Stored data entries
—————
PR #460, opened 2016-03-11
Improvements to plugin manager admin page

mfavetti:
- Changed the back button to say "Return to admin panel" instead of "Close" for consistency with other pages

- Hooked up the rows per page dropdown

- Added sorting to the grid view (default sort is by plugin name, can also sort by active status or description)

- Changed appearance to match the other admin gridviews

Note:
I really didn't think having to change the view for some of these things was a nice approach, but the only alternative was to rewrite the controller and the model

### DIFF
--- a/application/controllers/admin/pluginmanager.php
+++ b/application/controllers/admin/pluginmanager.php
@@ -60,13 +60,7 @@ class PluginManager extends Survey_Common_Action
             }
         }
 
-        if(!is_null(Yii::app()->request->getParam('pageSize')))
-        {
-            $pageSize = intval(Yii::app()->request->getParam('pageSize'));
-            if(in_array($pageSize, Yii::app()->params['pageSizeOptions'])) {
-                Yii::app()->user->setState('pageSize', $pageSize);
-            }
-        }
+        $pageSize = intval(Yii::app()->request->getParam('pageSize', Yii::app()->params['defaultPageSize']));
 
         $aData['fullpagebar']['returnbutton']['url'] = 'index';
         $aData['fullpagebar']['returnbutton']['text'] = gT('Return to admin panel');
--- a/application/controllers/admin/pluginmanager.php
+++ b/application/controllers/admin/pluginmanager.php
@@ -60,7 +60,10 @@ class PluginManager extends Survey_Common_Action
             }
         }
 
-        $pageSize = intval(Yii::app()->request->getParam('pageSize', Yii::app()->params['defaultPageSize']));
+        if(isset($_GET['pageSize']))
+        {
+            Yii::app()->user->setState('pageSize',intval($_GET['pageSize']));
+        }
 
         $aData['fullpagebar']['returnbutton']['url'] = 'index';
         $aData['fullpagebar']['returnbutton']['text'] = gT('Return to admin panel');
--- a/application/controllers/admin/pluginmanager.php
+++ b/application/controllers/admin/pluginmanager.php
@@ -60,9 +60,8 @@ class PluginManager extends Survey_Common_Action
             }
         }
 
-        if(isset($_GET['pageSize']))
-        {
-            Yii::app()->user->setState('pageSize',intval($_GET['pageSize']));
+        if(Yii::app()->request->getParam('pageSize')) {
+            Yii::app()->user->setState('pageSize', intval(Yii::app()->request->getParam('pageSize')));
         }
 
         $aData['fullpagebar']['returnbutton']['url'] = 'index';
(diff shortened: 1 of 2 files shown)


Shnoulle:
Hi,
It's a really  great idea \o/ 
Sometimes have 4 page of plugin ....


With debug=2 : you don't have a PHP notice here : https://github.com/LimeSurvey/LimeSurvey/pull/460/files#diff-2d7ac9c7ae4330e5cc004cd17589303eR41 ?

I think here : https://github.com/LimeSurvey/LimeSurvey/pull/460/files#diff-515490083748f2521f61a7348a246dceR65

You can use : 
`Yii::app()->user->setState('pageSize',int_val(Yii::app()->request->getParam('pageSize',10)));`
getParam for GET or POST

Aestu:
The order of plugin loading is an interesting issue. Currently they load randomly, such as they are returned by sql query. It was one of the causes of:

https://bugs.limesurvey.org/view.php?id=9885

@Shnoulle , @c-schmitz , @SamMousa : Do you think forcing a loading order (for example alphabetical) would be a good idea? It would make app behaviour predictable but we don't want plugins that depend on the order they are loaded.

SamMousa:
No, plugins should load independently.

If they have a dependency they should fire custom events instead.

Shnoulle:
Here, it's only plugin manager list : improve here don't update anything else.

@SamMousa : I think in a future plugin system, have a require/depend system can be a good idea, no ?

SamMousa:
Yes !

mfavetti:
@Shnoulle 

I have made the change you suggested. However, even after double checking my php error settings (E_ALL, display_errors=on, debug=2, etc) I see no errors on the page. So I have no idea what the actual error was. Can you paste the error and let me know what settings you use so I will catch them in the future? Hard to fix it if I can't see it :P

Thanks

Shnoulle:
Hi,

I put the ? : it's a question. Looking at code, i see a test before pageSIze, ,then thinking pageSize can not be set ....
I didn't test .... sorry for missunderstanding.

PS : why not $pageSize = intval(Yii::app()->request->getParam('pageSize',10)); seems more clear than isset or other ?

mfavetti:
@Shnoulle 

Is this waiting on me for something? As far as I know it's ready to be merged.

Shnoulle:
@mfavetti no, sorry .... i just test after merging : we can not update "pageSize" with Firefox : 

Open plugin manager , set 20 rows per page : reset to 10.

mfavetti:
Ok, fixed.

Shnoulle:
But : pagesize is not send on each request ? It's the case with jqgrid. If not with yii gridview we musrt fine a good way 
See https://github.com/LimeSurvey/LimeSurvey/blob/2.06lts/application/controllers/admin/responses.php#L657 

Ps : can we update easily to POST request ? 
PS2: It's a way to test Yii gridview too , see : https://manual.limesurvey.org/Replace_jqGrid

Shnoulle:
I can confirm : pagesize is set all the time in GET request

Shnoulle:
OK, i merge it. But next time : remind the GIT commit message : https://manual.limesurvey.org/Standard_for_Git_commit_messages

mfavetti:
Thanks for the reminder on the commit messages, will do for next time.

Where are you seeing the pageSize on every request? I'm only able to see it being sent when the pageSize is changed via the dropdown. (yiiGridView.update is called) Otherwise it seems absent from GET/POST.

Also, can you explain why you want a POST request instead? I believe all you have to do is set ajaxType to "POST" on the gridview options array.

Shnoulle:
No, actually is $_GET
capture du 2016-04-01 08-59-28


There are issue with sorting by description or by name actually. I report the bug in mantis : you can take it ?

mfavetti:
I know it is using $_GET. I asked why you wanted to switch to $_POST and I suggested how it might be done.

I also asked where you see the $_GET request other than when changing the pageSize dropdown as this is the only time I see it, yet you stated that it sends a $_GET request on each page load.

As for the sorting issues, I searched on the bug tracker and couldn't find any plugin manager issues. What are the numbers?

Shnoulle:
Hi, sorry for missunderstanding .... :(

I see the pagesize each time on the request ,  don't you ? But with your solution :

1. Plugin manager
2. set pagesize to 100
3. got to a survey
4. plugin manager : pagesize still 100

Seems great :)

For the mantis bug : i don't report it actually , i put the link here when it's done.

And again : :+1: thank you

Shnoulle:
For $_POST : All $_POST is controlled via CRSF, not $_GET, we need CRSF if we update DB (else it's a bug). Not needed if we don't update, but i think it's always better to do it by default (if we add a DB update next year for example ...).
—————
Description of the task> Where a line of the records above holds the word "only", copy that line.

Reply>
I really didn't think having to change the view for some of these things was a nice approach, but the only alternative was to rewrite the controller and the model
Here, it's only plugin manager list : improve here don't update anything else.
Where are you seeing the pageSize on every request? I'm only able to see it being sent when the pageSize is changed via the dropdown. (yiiGridView.update is called) Otherwise it seems absent from GET/POST.
I also asked where you see the $_GET request other than when changing the pageSize dropdown as this is the only time I see it, yet you stated that it sends a $_GET request on each page load.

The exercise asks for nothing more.